Tout cela vous amènera du lore, de la complétion, mais aussi des points de compétences à dépenser dans les livres susnommés, améliorant votre expérience de jeu : des esquives plus efficaces, davantage d’endurance pendant les combats, des armes de poing plus solide… Ah oui parce que, je ne vous l’ai pas encore dit, mais dans ce jeu, on frappe du Nazi !

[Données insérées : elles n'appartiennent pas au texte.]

Issue #1492, opened 2022-11-23
Epic: LF syntax enhancements


oowekyala:
This is an attempt to give an overview of planned changes to the LF syntax, and also of those changes that are still in the discussion/design state. (I'll fork off some new tickets to have more room for discussing individual items)

The goals of most of these changes are
- Make the syntax more expressive (new expression forms, constructor enhancements, required parameters)
- Make the syntax more consistent, both internally, and w.r.t. our target languages.
- Better specify some parts of code generation (eg parameter scope, preamble scope). This makes it easier to understand LF code, to implement code generators, and to build comprehensive test suites.

## In progress/planned

- [ ] #986
    - [ ] #1441: cleanup initializer grammar
    - [ ] Introduce `=` initializer syntax, deprecate other syntaxes in targets other than C++
    - [ ] Introduce new expression forms, including
        - [ ] Constructor call shorthand for Rust/TS/Python
        - [ ] List expressions
- [ ] #623 
- [ ] #657 
- [ ] @cmnrd C++ code generation change: use a struct to pass parameters with designated initializers. Initializer lists don't work properly as reactor parameters currently.

## Design work needed

Currently unplanned or not discussed at all

TODO @oowekyala: for those items that have no ticket, I'll open one soon to add details and call for discussion.

- [ ] #1238
- [ ] #1479
    - [ ] Proposals: `token<t>`, or just `@token` on the port?
- [ ] Preamble semantics
- [ ] Parameter semantics
- [ ] LF Instance declaration syntax

PR #1639, opened 2023-03-10
Types allowed in reactor type args

oowekyala:
This allows writing `new R<std::vector<int>>(...)` without needing curly braces around the type argument. This is appropriate since it's a type argument (so, a type), not a type parameter. It was surprising that it's possible to write eg `std::optional<int>` without escaping in a type annotation anywhere in LF, except in that place. See for example a use case here:

https://github.com/lf-lang/examples-lingua-franca/blob/e1dd212f28a4ccaf7ff6d717a488a113c5b466a4/Cpp/src/RequestResponse/MAC.lf#L26

Also rename type params to type args where appropriate, for consistency's sake.

Ref #1492 (grammar cleanups)


cmnrd:
Thanks for taking a shot at this! I have struggled with it a couple of times, but never made the change.

lhstrh (approved):
Fantastic! This is a great improvement. Thank you, @oowekyala!

PR #1643, opened 2023-03-12
Fix in validation so that warnings are not reported as errors

petervdonovan:
This does not change the output of `lfc` even when an error appears in an imported reactor.

The code just was not doing much except for redundant work, since it was being invoked after a round of validation checks had already passed. Actually it was even worse than that, because it was running the validator without the right `ValidationIssueAcceptor` injected, resulting in behavior that was not consistent with that implemented in `StandaloneIssueAcceptor`. This is why warnings were (wrongly) being converted to errors.

I decided to delete the method in `GeneratorUtils` rather than a) make this code work properly and b) spend some unknown number of hours fighting with Guice. I think this is an acceptable solution because it is doubtful whether the behavior that the method was supposed to implement is what we want. Specifically, if an error is reported on an imported reactor, it is not obvious to me that the error should also be reported on import statements that import the reactor.

### DIFF
--- a/org.lflang/src/org/lflang/generator/GeneratorBase.java
+++ b/org.lflang/src/org/lflang/generator/GeneratorBase.java
@@ -267,7 +267,6 @@ public abstract class GeneratorBase extends AbstractLFValidator {
         // to validate, which happens in setResources().
         setReactorsAndInstantiationGraph(context.getMode());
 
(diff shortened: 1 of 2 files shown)


lhstrh:
Looks reasonable to me...

cmnrd (approved):
Thanks! I also noticed recently that the validation runs twice, but I didn't know why until now.

PR #1644, opened 2023-03-12
Disable the "dubious ownership" thing.

petervdonovan:
See https://github.com/git/git/commit/8959555cee7ec045958f9b6dd62e541affb7e7d9 for explanation of the problem. We are not accessing repositories on a shared drive that we do not control. I do not see how this security issue could apply to us.

I am changing to a wildcard `*` in place of what Erling wrote 4 days ago because I was still having issues running CI from `reactor-c`, and because the error message I got told me to do something different:
`git config --global --add safe.directory /__w/reactor-c/reactor-c`
I am trying to avoid having to play whack-a-mole with the directories that we need to mark as safe.


erlingrj:
Looks good to me!

erlingrj (approved):

cmnrd (changes requested):
I don't fully understand what is going on here, but using a wildcard seems too permissive. If we do this, we need to fully understand the consequences.

The strange thing is that the checkout action is already supposed to mark the cloned directory as safe. Quote from the README:
```
# Add repository path as safe.directory for Git global config by running `git
# config --global --add safe.directory <path>`
# Default: true
set-safe-directory: ''
```
It should be set to true by default. But maybe setting it explicilty helps?

lhstrh (approved):

cmnrd (approved):
Thanks!

PR #1648, opened 2023-03-13
Fix zephyr tests

erlingrj:
Use a known version of the Zephyr build docker image. Was using `latest` and some incompatible changes were released yesterday


cmnrd (approved):
Thanks!

PR #1655, opened 2023-03-15
Fix NPE in lfc error reporting

cmnrd:
The lfc tool currently fails with an NPE if an issue is reported without an associated resource (see https://github.com/lf-lang/lingua-franca/issues/1650). This PR fixes this NPE, but not the source of the error in the program mentioned in https://github.com/lf-lang/lingua-franca/issues/1650.


lhstrh (approved):
This looks good to me. We should still figure out why the NPE was triggered in the first place...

Bourre-pifs sur d’extrêmes droites
Il y a des armes dans le jeu, mais on ne s’en sert pratiquement jamais. Et c’est fait exprès : elles ne sont même pas amusantes à utiliser. Les armes du jeu, ce sont vos poings : castagne, coup droit et coup gauche, on charge nos frappes, on esquive gauche et droite quand il faut et on se protège avec la bonne touche. On gère notre endurance comme on peut et c’est parti pour les PAF, les POUM, les BANG et les BADAM. Il n’y a pas les onomatopées à l’écran, mais on les entend et on les voit presque apparaitre tant le système de jeu est goofy, dans le bon sens du terme. L’esprit Indiana Jones est là, tout le temps, rendant les combats hyper satisfaisants.

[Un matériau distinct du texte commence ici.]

PR #1660, opened 2023-03-16
Remove klighd dependency and excludes org/lflang/diagram from gradle compilation

cmnrd:
This is a temporary workaround for the gradle compilation issues that currently appear as the klighd dependency cannot be resolved. I hope we can fix it soon in other ways, but if there is no quick fix we might need to merge this workaround. This will break the language server though...

### DIFF
--- a/gradle/source-layout.gradle
+++ b/gradle/source-layout.gradle
@@ -6,8 +6,14 @@ if (name.endsWith(".tests")) {
 			resources.srcDirs = []
 		}
 		test {
-			java.srcDirs = ['src', 'src-gen']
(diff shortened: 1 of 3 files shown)


lhstrh:
We're not testing the diagrams, which also explains the dip in code coverage that we had after factoring out Epoch...

cmnrd:
Yes, but the lsp has a dependency on the diagramms, so I am surprised that it compiles without them. Vor are wie still using the old build mechanism and not gradle for building the lsp?

lhstrh:
Merging this so that things can build again...

PR #1665, opened 2023-03-18
Enclave connections and enclave coordination in the C++ target

cmnrd:
This PR extends the C++ target with support for connections between enclave. Most of the functionality is added in https://github.com/lf-lang/reactor-cpp/pull/44 which most importantly introduces three new connection types: `EnclaveConnection`, `DelayedEnclaveConnection`, and `PhysicalEnclaveConnection`. This PR mostly updates the code generator such that the corresponding enclave connection type is inserted into the generated code if an enclave is involved in the connection. This PR also pulls in https://github.com/lf-lang/reactor-cpp/pull/45 which prevents a race condition between staring enclaves.

There remain open issues which will be covered in feature PRs:
- Zero delay loops between enclaves are not supported. This itself is not much of an issue, as the sequential execution implied by a zero delay loop cancels the benefits we hope to get from using enclaves in the first place. Consequently, a program that requires a zero delay loop should not use enclaves in this loop. However, the actual problem is, that there is currently no detection mechanism for zero delay loops implemented and no warning or error is printed. An application with a zero delay loop between enclaves silently deadlocks. We should add a detection mechanism to the validator to the extend possible and also produce warnings at runtime (for corner cases that are not statically detectable).
- Cyclic dependencies with a small delay are inefficient. Currently, loops are not detected (neither statically nor dynamically). A loop between enclaves will create a chain of acquire requests. This chain might get very long if the time decrements (given by the delay on the loop) are small.


org.lflang/src/lib/cpp/lfutil.hh
```diff
@@ -27,6 +27,8 @@
 #include <reactor-cpp/reactor-cpp.hh>
 #include <reactor-cpp/logging.hh>
 
+#include <list>
```
revol-xut, line 30: I guess `std::list<T>`  is already in use but I can tell u from experience `std::list<T>`  ist a big performance killer

org.lflang/src/org/lflang/generator/cpp/CppConnectionGenerator.kt
```diff
@@ -42,18 +69,24 @@ class CppConnectionGenerator(private val reactor: Reactor) {
...
-        if (connection.requiresConnectionClass) {
-            if (connection.hasMultipleConnections) {
-                "std::vector<${connection.cppType}> ${connection.name};"
-            } else {
-                "${connection.cppType} ${connection.name};"
+        with(connection) {
+            if (requiresConnectionClass) {
+                when {
+                    hasMultipleConnections && isEnclaveConnection  -> "std::list<${connection.cppType}> ${connection.name};"
+                    hasMultipleConnections && !isEnclaveConnection -> "std::vector<${connection.cppType}> ${connection.name};"
```
revol-xut, line 76: why do you generate here different containers ?

org.lflang/src/org/lflang/generator/cpp/CppInstanceGenerator.kt
```diff
@@ -36,29 +36,49 @@ class CppInstanceGenerator(
...
+    }
+
+    private fun Instantiation.generateWrapper(): String = """
+            |struct $enclaveWrapperClassName {
+            |  ${if (!hasEachParameter) "inline static " else ""}std::unique_ptr<reactor::Environment> __lf_env{nullptr};
+            |  std::unique_ptr<$reactorType> __lf_instance{nullptr};
+            |  
+            |  $enclaveWrapperClassName(const std::string& name, reactor::Reactor* container, $reactorType::Parameters&& params) {
+            |    if (__lf_env == nullptr) {
+            |      __lf_env = std::make_unique<reactor::Environment>(container->fqn() + name, container->environment());
```
revol-xut, line 66: noice, I like the std::unique_ptr

revol-xut (approved):
Looks good so far just left a couple of questions

org.lflang/src/lib/cpp/lfutil.hh
cmnrd: It is just used during instantiation, so it shouldn't be too bad

org.lflang/src/org/lflang/generator/cpp/CppConnectionGenerator.kt
cmnrd: I don't remember exactly, but I think the problem was that vector requires that the elements are movable. I will check this again and should add a comment here

cmnrd: The problem was indeed that connections are not default constructable and not safely movable at the moment. However, I fall back on using a vector of unique pointers to connections now.

revol-xut (approved):

org.lflang/src/org/lflang/generator/cpp/CppInstanceGenerator.kt
```diff
@@ -36,29 +36,49 @@ class CppInstanceGenerator(
...
+        val Instantiation.enclaveWrapperClassName get() = "EnclaveWrapper_$name"
+    }
+
+    private fun Instantiation.generateWrapper(): String = """
+            |struct $enclaveWrapperClassName {
+            |  ${if (!hasEachParameter) "inline static " else ""}std::unique_ptr<reactor::Environment> __lf_env{nullptr};
+            |  std::unique_ptr<$reactorType> __lf_instance{nullptr};
+            |  
+            |  $enclaveWrapperClassName(const std::string& name, reactor::Reactor* container, $reactorType::Parameters&& params) {
+            |    if (__lf_env == nullptr) {
```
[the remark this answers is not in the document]
cmnrd: We use the `__lf_` prefix for some variables to avoid name clashes. It is unlikely, but if someone would name their state variable or some other reactor component `lf_env_`, we would see compile errors. `__` is kind of a protected namespace in C/C++ that is not supposed to be used by users.

Issue #1641, opened 2023-03-10
Test the arguments of all our command line tools


cmnrd:
The bug fixed in https://github.com/lf-lang/lingua-franca/pull/1631 showed that our current CLI tests are merely smoke tests and not sufficient to detect if arguments are passed properly and have the intended effect. We should add thorough tests for all command line arguments.

patilatharva:
Would it be possible to run a select few unit tests from `org.lflang.tests` using the existing `CliToolTestFixture`? Or do you think we should just write new tests specifically for the CLI?

cmnrd:
I think so, yes. When writing the issue, I forgot that @oowekyala already made a start at this.  I think it only makes sense to build on this and add tests for all the command line arguments. Most important is, that the tests indeed verify the outcome of the argument.

PR #1668, opened 2023-03-20
Test for parsing CLI arguments in `lfc`

patilatharva:
This PR adds a test that tests if the CLI arguments passed into Lfc match the values in the target properties `Properties` object which is passed to the generator. The test only checks that the desired values are passed to the generator and doesn't test the functionality of those values, because I believe that would belong in the LF unit tests and be out of scope for the CLI tests.

**Rationale:** https://github.com/lf-lang/lingua-franca/issues/1641 - The bug fixed in https://github.com/lf-lang/lingua-franca/pull/1631 showed that our current CLI tests are merely smoke tests and not sufficient to detect if arguments are passed properly.

**Implementation notes:** I preserved the structure of the existing `CliToolTestFixture.java` as much as possible, but chose to test by creating an Lfc object rather than using static methods. It seemed like the simplest way to gain visibility into the instance methods (which are necessary for Picocli), but let me know if there's a better way around this in Java.


org.lflang.tests/src/org/lflang/tests/cli/CliToolTestFixture.java
```diff
@@ -87,6 +92,36 @@ public ExecutionResult run(Path wd, String... args) {
...
 
+    /**
+     * Run and return and Lfc instance with the given arguments, in the given
+     * working directory.
+     *
+     * @param wd working directory
+     * @param args Arguments
+     * @return The execution result
+     */
+    public LfcObjExecutionResult runLfcObj(Path wd, String... args) {
```
oowekyala, line 103: I don't think we need to add that much code for this. We could just subclass `CliToolTestFixture` and save the `Lfc` instance in there. Otherwise there is a lot of code duplication.

org.lflang.tests/src/org/lflang/tests/cli/LfcCliTest.java
```diff
@@ -101,10 +106,56 @@ public void testGenInSrcDir(@TempDir Path tempDir) throws IOException {
...
+            "--scheduler", "2",
+            "--threading", "false",
+            "--workers", "1",
+        };
+
+        lfcTester.runLfcObj(tempDir, args)
+            .verify(result -> {
+                result.checkOk();
+                // Get the properties method.
+                Method getPropsMethod =
```
oowekyala, line 137: Calling methods by reflection in test code is an anti pattern. It makes usage search and static type checking useless. Even though the method is an implementation detail, I think the lesser evil is definitely to make it public.

oowekyala (commented):
Thanks for taking this on! I will push a couple of changes in the direction of my comments

patilatharva:
@oowekyala thanks for the changes, it looks much better now!

org.lflang.tests/src/org/lflang/tests/cli/LfcCliTest.java
```diff
@@ -98,17 +105,71 @@ public void testGenInSrcDir(@TempDir Path tempDir) throws IOException {
...
+            "--build-type", "Release",
+            "--clean",
+            "--target-compiler", "gcc",
+            "--external-runtime-path", "src",
+            "--federated",
+            "--logging", "4",
+            "--lint",
+            "--no-compile",
+            "--quiet",
+            "--rti", "-1",
```
lhstrh, line 126: The description of this switch is "Specify the location of the RTI." Then `-1` should not be a valid entry...

org.lflang.tests/src/org/lflang/tests/cli/LfcCliTest.java
```diff
@@ -98,17 +104,71 @@ public void testGenInSrcDir(@TempDir Path tempDir) throws IOException {
...
+                // Don't validate execution because args are dummy args.
+                Properties properties = fixture.lfc.cliArgsToBuildParams();
+                assertEquals(properties.getProperty(BuildParm.BUILD_TYPE.getKey()), "Release");
+                assertEquals(properties.getProperty(BuildParm.CLEAN.getKey()), "true");
+                assertEquals(properties.getProperty(BuildParm.EXTERNAL_RUNTIME_PATH.getKey()), "src");
+                assertEquals(properties.getProperty(BuildParm.LINT.getKey()), "true");
+                assertEquals(properties.getProperty(BuildParm.LOGGING.getKey()), "4");
+                assertEquals(properties.getProperty(BuildParm.TARGET_COMPILER.getKey()), "gcc");
+                assertEquals(properties.getProperty(BuildParm.QUIET.getKey()), "true");
+                assertEquals(properties.getProperty(BuildParm.RTI.getKey()), "-1");
```
lhstrh, line 145: A negative integer is not a valid path...

org.lflang.tests/src/org/lflang/tests/cli/LfcCliTest.java
```diff
@@ -98,17 +104,71 @@ public void testGenInSrcDir(@TempDir Path tempDir) throws IOException {
                     .check("bin", isDirectory())
                     .check("src-gen/File/File.py", isRegularFile());
             });
+    }
 
+    @Test
+    public void testBuildParams(@TempDir Path tempDir)
```
lhstrh, line 110: Another test vector that I think we should have is a set of known-bad inputs and the handling of those.

org.lflang/src/org/lflang/cli/Lfc.java
```diff
@@ -229,7 +229,7 @@ private Path getActualOutputPath(Path root, Path path) {
      *
      * @return Properties for the code generator.
      */
-    protected Properties filterPassOnProps() {
+    public Properties cliArgsToBuildParams() {
```
lhstrh, line 232: With this name I would expect the return type to be `List<BuildParm>` or something along those lines. Maybe it should just be called `getCliArgs`?

lhstrh (changes requested):
This looks pretty good! I left some minor requests for changes. Perhaps beyond the scope of this PR but good to do in the future would be to extend the tests to check the resulting `TargetConfig` as well.

org.lflang.tests/src/org/lflang/tests/cli/LfcCliTest.java
patilatharva: True, I meant to put garbage values in all the arguments but it would be a good idea to add better CLI argument validation to this PR too.

org.lflang/src/org/lflang/cli/Lfc.java
patilatharva: It doesn't return all the CLI args either—just those required by the generator—so I called it `getGeneratorArgs` instead.

org.lflang.tests/src/org/lflang/tests/cli/LfcCliTest.java
patilatharva: Done!

PR #1672, opened 2023-03-22
Wait for event

edwardalee:
This PR adds two tests for the `lf_wait_for_event()` function introduced in PR https://github.com/lf-lang/reactor-c/pull/183.


edwardalee:
Never mind. It turns out tracing doesn't really need this, so let's not add it.

Issue #218, opened 2017-11-07
micro can not support "protobuf oneof feature"?


hunterhug:
I just change the protobuf file in https://github.com/micro/examples/tree/master/greeter/srv:

```
syntax = "proto3";

package go.micro.srv.greeter;

service Say {
    rpc Hello (Request) returns (Response) {
    }
}

message Request {
    string name = 1;
    oneof a {
        OneOfRequest b = 2;
    }
}

message OneOfRequest {
    string c = 1;
}

message Response {
    string msg = 1;
}
```

the result:

```
XXXX:~/code/src/github.com/micro/examples/greeter$ micro get service go.micro.srv.greeter
service  go.micro.srv.greeter

version 1.0.0

Id      Address Port    Metadata
go.micro.srv.greeter-36211938-c385-11e7-90ec-509a4c048c1a       172.16.13.78    45708   transport=http,broker=http,server=rpc,registry=consul

Endpoint: Say.Hello
Metadata: stream=false

Request: {
        name string
        is_request__a isRequest_A
}

Response: {
        msg string
}
```

It seem that `oneof` feature can not support:

```
XXXX:~/code/src/github.com/micro/examples/greeter$ micro query go.micro.srv.greeter Say.Hello '{"name": "John","a":{"b":"test"}}'
error calling go.micro.srv.greeter.Say.Hello: json: cannot unmarshal object into Go struct field Request.A of type go_micro_srv_greeter.isRequest_A

XXXX:~/code/src/github.com/micro/examples/greeter$ micro query go.micro.srv.greeter Say.Hello '{"name": "John","a":{"b":{"c":"test"}}}'
error calling go.micro.srv.greeter.Say.Hello: json: cannot unmarshal object into Go struct field Request.A of type go_micro_srv_greeter.isRequest_A
```

how can I write the json? I try a long time....

but I do this, It works!
```
XXXX:~/code/src/github.com/micro/examples/greeter$ micro query go.micro.srv.greeter Say.Hello '{"name": "John","a":null}'
{
        "msg": "Hello John"
}
```

Micro can not support "protobuf  oneof feature"?

asim:
The oneof feature requires the use of [jsonpb](https://github.com/micro/protobuf/tree/master/jsonpb) which micro does not currently support.

hunterhug:
Thank you very much. We're preparing to use micro as our microservice framework. Many of our old services are using `oneof`(we use gRPC). It's a bit of a sad. When do you start supporting?

[...]

PR #220, opened 2017-11-18
Added jsonpb rpc codec (stub?)

tudurom:
I think that I nailed the jsonpb codec but I don't know how to test if it actually works.

Might be useful for #218


asim:
Can you find a way to test this please. You will have to set the content-type on the request to make use of the codec or set it as the default.

asim:
It's also likely better put into go-plugins

asim:
Can you please move this to go-plugins

tudurom:
Will move tomorrow

asim:
Cheers. Closing this then.

liilac:
Seeing as there hasn't been a PR made to go-plugins, I'm working on one at the moment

On peut récolter pas mal d’armes de poings, allant de la clé à molette à la guitare en passant par la tapette à mouche, ce qui est improbable donc très amusant. L’univers n’a aucun sens quand on y pense : pourquoi toutes ces armes de fortune trainent dans ces lieux ?! Mais on s’en fiche, car ça fonctionne, comme un bon film hollywoodien des années 80/90 et c’est en cela que ce Cercle Ancien en connait un rayon. On charge l’arme en tenant la gâchette/le clic appuyé, on frappe et si on le fait sans se faire repérer, on assomme d’un coup l’assaillant potentiel. C’est simple, mais hyper efficace pour donner du sens et de l’intention à la bagarre. Avec les bonnes améliorations, le fouet peut aussi vous servir à désarmer les ennemis et faire fuir les chiens qui tentent de vous mordre : aucun animal ne sera tué par notre ami des bêtes et c’est tant mieux. Les nazis oui, mais les chiens non !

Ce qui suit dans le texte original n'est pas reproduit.